| YOUR GOAL |
Only the lines below from the one containing "I don't quite" to the one containing "I think the" should be repeated, both included and unchanged.

| DATASET RECORDS |
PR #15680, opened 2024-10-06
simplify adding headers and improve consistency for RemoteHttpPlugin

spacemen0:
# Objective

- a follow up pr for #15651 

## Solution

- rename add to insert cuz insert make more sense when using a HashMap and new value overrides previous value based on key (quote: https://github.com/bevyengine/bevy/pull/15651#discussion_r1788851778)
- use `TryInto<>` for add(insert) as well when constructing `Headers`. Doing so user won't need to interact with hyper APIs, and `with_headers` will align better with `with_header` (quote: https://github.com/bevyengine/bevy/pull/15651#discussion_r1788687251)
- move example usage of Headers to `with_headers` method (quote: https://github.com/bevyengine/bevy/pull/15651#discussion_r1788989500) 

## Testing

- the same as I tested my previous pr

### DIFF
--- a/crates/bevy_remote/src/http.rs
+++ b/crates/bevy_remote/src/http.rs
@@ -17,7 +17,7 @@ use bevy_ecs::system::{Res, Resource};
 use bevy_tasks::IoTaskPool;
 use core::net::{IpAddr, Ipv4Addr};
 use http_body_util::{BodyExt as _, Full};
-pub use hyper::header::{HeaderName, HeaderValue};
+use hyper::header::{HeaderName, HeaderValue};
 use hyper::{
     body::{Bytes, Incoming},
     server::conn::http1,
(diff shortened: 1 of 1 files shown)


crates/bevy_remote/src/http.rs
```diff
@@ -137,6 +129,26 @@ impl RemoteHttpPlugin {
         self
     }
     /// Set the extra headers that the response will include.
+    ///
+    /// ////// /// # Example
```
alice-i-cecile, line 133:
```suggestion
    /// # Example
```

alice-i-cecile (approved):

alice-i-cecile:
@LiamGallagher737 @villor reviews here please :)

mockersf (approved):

...

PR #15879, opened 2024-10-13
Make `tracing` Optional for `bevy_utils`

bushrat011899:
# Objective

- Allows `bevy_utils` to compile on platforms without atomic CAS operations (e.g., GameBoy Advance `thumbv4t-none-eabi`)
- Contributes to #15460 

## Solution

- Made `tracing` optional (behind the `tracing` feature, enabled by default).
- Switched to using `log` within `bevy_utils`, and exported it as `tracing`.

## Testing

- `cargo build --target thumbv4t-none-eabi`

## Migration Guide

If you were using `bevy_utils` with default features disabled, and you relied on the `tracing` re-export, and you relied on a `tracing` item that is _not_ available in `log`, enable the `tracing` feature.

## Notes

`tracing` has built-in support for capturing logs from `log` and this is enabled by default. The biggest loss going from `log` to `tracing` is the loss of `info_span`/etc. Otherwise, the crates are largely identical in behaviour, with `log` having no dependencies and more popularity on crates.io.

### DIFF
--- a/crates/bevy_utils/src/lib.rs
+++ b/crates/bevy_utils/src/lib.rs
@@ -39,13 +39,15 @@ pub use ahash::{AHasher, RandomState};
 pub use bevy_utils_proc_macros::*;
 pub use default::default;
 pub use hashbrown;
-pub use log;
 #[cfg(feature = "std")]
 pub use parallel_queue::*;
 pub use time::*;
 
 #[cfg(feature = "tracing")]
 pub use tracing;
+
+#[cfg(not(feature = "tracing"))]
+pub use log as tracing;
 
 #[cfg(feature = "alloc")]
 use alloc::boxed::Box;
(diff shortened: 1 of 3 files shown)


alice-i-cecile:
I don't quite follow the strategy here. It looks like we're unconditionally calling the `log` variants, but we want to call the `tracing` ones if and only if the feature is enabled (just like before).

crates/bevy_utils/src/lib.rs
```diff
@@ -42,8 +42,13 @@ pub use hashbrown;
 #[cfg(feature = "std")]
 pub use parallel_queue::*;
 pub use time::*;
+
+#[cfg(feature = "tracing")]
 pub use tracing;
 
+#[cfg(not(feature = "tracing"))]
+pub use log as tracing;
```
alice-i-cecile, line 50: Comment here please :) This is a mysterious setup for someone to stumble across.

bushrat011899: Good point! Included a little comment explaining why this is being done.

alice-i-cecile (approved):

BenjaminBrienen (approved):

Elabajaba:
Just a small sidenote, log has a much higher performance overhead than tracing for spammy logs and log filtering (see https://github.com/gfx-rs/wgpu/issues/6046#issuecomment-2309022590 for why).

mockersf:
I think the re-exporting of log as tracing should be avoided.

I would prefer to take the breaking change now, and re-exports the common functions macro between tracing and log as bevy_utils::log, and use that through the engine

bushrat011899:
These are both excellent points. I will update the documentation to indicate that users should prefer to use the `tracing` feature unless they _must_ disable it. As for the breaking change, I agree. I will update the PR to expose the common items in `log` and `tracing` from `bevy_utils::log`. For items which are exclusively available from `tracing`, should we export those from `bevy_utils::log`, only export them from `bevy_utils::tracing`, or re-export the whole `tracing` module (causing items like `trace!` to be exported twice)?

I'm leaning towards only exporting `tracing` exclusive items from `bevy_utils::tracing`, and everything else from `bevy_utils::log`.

| FINISHED TASK |
I don't quite follow the strategy here. It looks like we're unconditionally calling the `log` variants, but we want to call the `tracing` ones if and only if the feature is enabled (just like before).

crates/bevy_utils/src/lib.rs
```diff
@@ -42,8 +42,13 @@ pub use hashbrown;
 #[cfg(feature = "std")]
 pub use parallel_queue::*;
 pub use time::*;
+
+#[cfg(feature = "tracing")]
 pub use tracing;
 
+#[cfg(not(feature = "tracing"))]
+pub use log as tracing;
```
alice-i-cecile, line 50: Comment here please :) This is a mysterious setup for someone to stumble across.

bushrat011899: Good point! Included a little comment explaining why this is being done.

alice-i-cecile (approved):

BenjaminBrienen (approved):

Elabajaba:
Just a small sidenote, log has a much higher performance overhead than tracing for spammy logs and log filtering (see https://github.com/gfx-rs/wgpu/issues/6046#issuecomment-2309022590 for why).

mockersf:
I think the re-exporting of log as tracing should be avoided.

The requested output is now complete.